The reason you don't leave any serious decisions in the hands of the masses is
because it leads to instability, which is the worst thing that can happen to a
government.

In every form of government, you have a minority bloc which makes the most
important decisions unilaterally. The remaining decisions are, depending on
the visible form of government, passed on to various degrees to the public so
that they may feel they are participating in the running of their country's
affairs.

There is, of course, some give-and-take when a special interest group gains
too much power, but those can be dealt with on a case-by-case basis.

------
jeffreyrusso
Looking in awe at the fact that the plants are still standing after an
earthquake "five times stronger than the older Fukushima plants had been
designed to cope with" isn't the right way to look at this situation. Why were
these plants built in a massively earthquake prone zone and not designed to
avoid what is happening right now? If an earthquake this powerful was
possible, the most sensitive pieces of infrastructure should have been
designed to handle it. They clearly were not.

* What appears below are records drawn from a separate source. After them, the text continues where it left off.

PR #120, opened 2017-04-03
Start of Proto.Router.Tests

tomliversidge:
Tests for RoundRobin and GroupBroadcast routers. (others to be added soon!)

NOTE: I had to change the Router.Spawner to pass through the Mailbox from props arguments in order to give the router a TestMailbox


Proto.Router.Tests/BroadcastGroupTests.cs
```diff
@@ -0,0 +1,149 @@
...
+
+            var routees = await router.RequestAsync<Routees>(new RouterGetRoutees());
+            Assert.Contains(routee1, routees.PIDs);
+            Assert.Contains(routee2, routees.PIDs);
+            Assert.Contains(routee3, routees.PIDs);
+            Assert.Contains(routee4, routees.PIDs);
+        }
+
+        [Fact]
+        public async void RoundRobinGroupRouter_RemovedRouteesNoLongerReceiveMessages()
```
cpx86: Nit-pick, but these should be in a separate file RoundRobinGroupTests :)

cpx86: Wrong test name? It's for Broadcast, not RoundRobin right?

tomliversidge: Ahh yes good spot

cpx86:
Nice work! Just a small nit-pick about a test name ;)

tomliversidge:
Ok, I fixed the test name (I squashed the commits into 1 so the history doesn't have "fixed test name" in it :) )

cpx86:
LGTM! Thanks a bunch! :)

PR #121, opened 2017-04-03
ConsistentHashGroupRouter tests

tomliversidge:
Adding tests for ConsistentHashGroup router. 

(I think I accidentally included this file in the csproj in the last commit)

These were slightly more complicated than the other tests as I ran into problems running them in isolation vs with all other tests - I think the hash algorithm changed depending on how they were ran. To fix, I now dynamically find which routee processed messages so it shouldn't matter which one the hash ring finds.

The tests basically prove that if the message hash is the same, the same routee processes the messages. If it is different, the messages are spread amongst routees.

### DIFF
--- a/Proto.Router.Tests/ConsistentHashGroupTests.cs
+++ b/Proto.Router.Tests/ConsistentHashGroupTests.cs
@@ -1,0 +1,227 @@
+﻿using System;
+using System.Collections.Generic;
+using System.Linq;
+using System.Text;
+using System.Threading.Tasks;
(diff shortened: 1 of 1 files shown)


tomliversidge:
Will move the project first then re-open this

cpx86:
The hashring is a bit messy to predict what it'll do, e.g. each node in the ring is replicated 100 times in order to improve the distribution between nodes.

One way to fix it which could also be a nice feature is to make the hash ring pluggable so you can make it deterministic for tests.

PR #123, opened 2017-04-03
Fast set for PID's.

rogeralsing:
Performance optimization for watchers and watchees.
Only allocate a full hashset when there are more than one PID in the set.
Leads to less allocations for actors with no or one children.


cpx86:
👍 

Any perf numbers?

rogeralsing:
we are at 780-980 ms for skynet right now.
Erlang 715-900 ms.

So we are in really good shape right now, considering Erlang have been optimizing this for 20 years.

PR #125, opened 2017-04-03
tests for ConsistentHashGroupRouter

tomliversidge:
To allow deterministic testing, you can now pass in a function to compute the hash in the HashRing

Tests use a super-simple deterministic hashing function to determine which messages go to which routee.


cpx86:
Nice! 👍

PR #126, opened 2017-04-04
tests for RandomGroupRouter and Pool routers

tomliversidge:
Added ability to pass in a seed to the random function so that tests can be deterministic. 

Not sure if there is anything else to test for the pool routers - I'm just testing that they create a pool of routees.


rogeralsing:
👍

PR #127, opened 2017-04-04
Redesigning process

rogeralsing:
Redesigning `Process`, removed Sender from API.
We already have `MessageEnvelope` which carries sender information,
previously the message envelope was created inside the local process.
Now it is created at the call site.
This is done to enable passing message headers together with the message and to eventually complete the outbound middleware.

In my machine the Router tests break now, I cant fint out why. 
Any router based example works fine, so I need to locate the issue before merging.

### DIFF
--- a/src/Proto.Actor/DeadLetter.cs
+++ b/src/Proto.Actor/DeadLetter.cs
@@ -26,14 +26,8 @@ namespace Proto
 
         public override void SendUserMessage(PID pid, object message)
         {
-            if (message is MessageEnvelope envelope)
-            {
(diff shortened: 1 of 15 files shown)


rogeralsing:
Or is there an issue with the router tests that have been fixed recently?
The tests seems to fail silently here on the CI too.

cc @AsynkronIT/developers

rogeralsing:
Any way to re-run tests?
It works locally now

rogeralsing:
Ready for merge cc @AsynkronIT/developers 
Failed test is due to problem in Proto.Mailbox which haven't been changed in this PR.

raskolnikoov:
:+1:

cpx86:
LGTM :)

PR #131, opened 2017-04-05
Small refactoring to Persistence API

tomliversidge:
A few small changes around the persistence API. If you prefer, please merge, if not, just close this :)

- Encapsulate the IProviderState, Name, and IContext - they are now private
- Persistence.Index is now private-settable
- Add DeleteSnapshotAsync method to Persistence as IProviderState is no longer exposed
- Consistent naming around Events and Snapshots - rather than Data, which is very generic, I've renamed to use EventSourcing nomenclature
- Updated providers to use new naming
- Rename fromIndex on IProviderState delete methods. It is actually the opposite of from, as these methods delete all events/snapshots upto and including the passed in index. I can't think of a good name for this parameter though - inclusiveToIndex is pretty rubbish. Some alternatives considered were "eventsLessThanOrEqualToIndex" and "upUntilAndIncludingIndex" - better?


src/Proto.Persistence/Persistence.cs
```diff
@@ -11,51 +11,53 @@ namespace Proto.Persistence
...
         {
             var index = Index;
+            await _state.PersistSnapshotAsync(ActorId, index, snapshot);
+            await _context.ReceiveAsync(new PersistedSnapshot(index, snapshot));
+        }
 
-            await State.PersistSnapshotAsync(Name, index, data);
-            
-            await Context.ReceiveAsync(new PersistedSnapshot(index, data));
+        public Task DeleteSnapshotsAsync(long index)
```
raskolnikoov: Should be async  and awaited?

raskolnikoov: I would also like to have the DeleteEventsAsync method in here.

tomliversidge:
@raskolnikoov - i've added the DeleteEventsAsync method and made things async-await

raskolnikoov:
Great, ill update my PR with these updates.

PR #133, opened 2017-04-05
added persistence sqlserver

raskolnikoov:


jeffdoolittle:
I always liked how the NEventStore project generalized SQL persistence to make it easier to maintain projects for multiple RDBMSs.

I'm no nuclear opponent... I believe that nuclear could very well be the only
safe and scalable answer to the world's energy needs - but if we can't make
the economics of building safer plants work, then nuclear is a nonstarter.

Proclamations like this that everything is and will be fine are really
reckless at this point. Every day it seems like we are finding out that things
are much worse than we had previously been told they are, and it looks as
though they are still in the process of losing - not gaining - control at
Fukushima.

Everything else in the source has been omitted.